In many glomerular diseases, interleukin-6 (IL-6) has been shown to be an important mediator of glomerular inflammation [5]. IL-6 is mainly produced by leukocytes but is also synthesized and secreted from mesangial cells in response to angiotensin II and from podocytes after lipopolysaccharide stimulation [6]. Signal transducer and activator of transcription 3 (STAT3) is the major downstream effector of the IL-6 family signaling pathway. Recently, deletion of STAT3 from podocytes was reported to have beneficial effects in an animal model of nephrotoxic serum nephritis [7]. Although many experimental data have suggested a role for IL-6 in inflammation of mesangial cells and tubule cells, few studies have focused on IL-6 signaling in glomerular podocytes in vivo. Recently, Nagayama et al [8] reported that podocytes express glycoprotein 130 (gp130), the most common signal-transducing receptor subunit of the IL-6 family of cytokines. gp130 mediates signaling mainly through the Janus kinase (JAK)/STAT3 pathway, although it also mediates signaling through the mitogen-activated protein kinase and phosphoinositide 3-kinase pathways. Nagayama et al found that podocyte IL-6 signaling, including downstream STAT3 phosphorylation, was activated after systemic IL-6 administration or lipopolysaccharide injection in mice. However, the role of IL-6 signaling in podocyte hypertrophy was not investigated.
Because podocyte alterations and dysfunction play pivotal roles in the initiation and progression of diabetic kidney disease, it is important to understand the signaling abnormalities that lead to podocyte hypertrophy. In this issue of Kidney Research and Clinical Practice, Jo et al [9] report that the IL-6 level was significantly increased in the media and lysates of podocytes cultured in the presence of high glucose. In addition, Jo et al observed that STAT3 was activated by high-glucose stimulation and IL-6 administration, whereas this effect was attenuated by anti-IL-6 neutralizing antibodies. Immunoprecipitation analysis revealed increased phospho-JAK2 recruitment to gp130 when cells were stimulated with high glucose and IL-6, whereas the addition of anti-IL-6 neutralizing antibodies abrogated these changes. Furthermore, Jo et al found that podocyte hypertrophy was significantly increased after stimulation with high glucose and IL-6, whereas it was diminished by the addition of anti-IL-6 neutralizing antibodies.
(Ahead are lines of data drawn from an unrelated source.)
PR #1176, opened 2015-07-03
MethodSorter METHOD_ORDER allowing to specify the execution order of test methods

adamsiemion:
- added attribute order to the Test annotation for specyfing the execution order
- created a new MethodSorter (METHOD_ORDER) and added it to the MethodSorters enum
- created a unit test for this feature

### DIFF
--- a/src/main/java/org/junit/Test.java
+++ b/src/main/java/org/junit/Test.java
@@ -95,4 +95,10 @@ public @interface Test {
      * </p>
      */
     long timeout() default 0L;
+
+    /**
+     * Optionally specify the execution order of a test method. Methods are executed from the lowest <code>order</code>
+     * to the highest.
+     */
+    int order() default 0;
 }
--- a/src/main/java/org/junit/internal/MethodSorter.java
+++ b/src/main/java/org/junit/internal/MethodSorter.java
@@ -5,6 +5,7 @@ import java.util.Arrays;
 import java.util.Comparator;
 
 import org.junit.FixMethodOrder;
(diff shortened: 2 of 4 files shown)


tobiasKaminsky:
This would be a great feature for me as it is more intuitive to have the tests executed in the same order as they are written.
Of course this only matters if the tests needs to be in a specific order.
Currently I avoid this problem by adding numbers to the front of the tests and use NAME_ORDER.

(And I know that a testsuite should work without a specific order, but in this case it is not possible :/ )

cardil:
:+1: for this feature. BTW. Random order, just like Ruby rspec, whould be nice to!! Mayby I will do that in seperate PR

tobiasKaminsky:
@cardil As far as I have understand and read the current sorting oder is random, but always the same for a specific computer and java machine.

cardil:
@tobiasKaminsky Yup. hashcodes for strings doesn't change beetween JVM executions. So, the truely random order would be nice.

BTW. This discusion is offtopic :-P so I've created new issue for that: #1194

kcooney:
There are many ways that people could want to specify the ordering of methods, so I personally would prefer that we added an extension point that allowed you to define your own class that does the ordering or sorting.

See #1130 for one way we could do that

kcooney:
I don't support specifying an ordering in the `Test` annotation. The JUnit team has long encouraged tests to not depend on ordering. While I can see why some projects might need to specify an ordering, I don't think adding support to the `Test` annotation would encourage it too strongly.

Based on these findings, Jo et al conclude that IL-6 plays a prominent role in the local activation of JAK2/STAT3 in podocyte hypertrophy under diabetic conditions. It is worth bearing in mind that this study was performed entirely in vitro and that the IL-6 signaling pathway was examined at only 1 time point instead of investigating serial changes of IL-6 signaling after high-glucose stimulation. Further in vivo studies are needed to validate the findings of this in vitro study, specifically ones that focus on the role of IL-6/JAK2/STAT3 signaling in podocyte hypertrophy. Identification of the mechanism of podocyte hypertrophy will potentially lead to the development of new therapeutic targets for diabetic kidney disease.
Conflicts of interest
The author has no conflicts of interest to declare.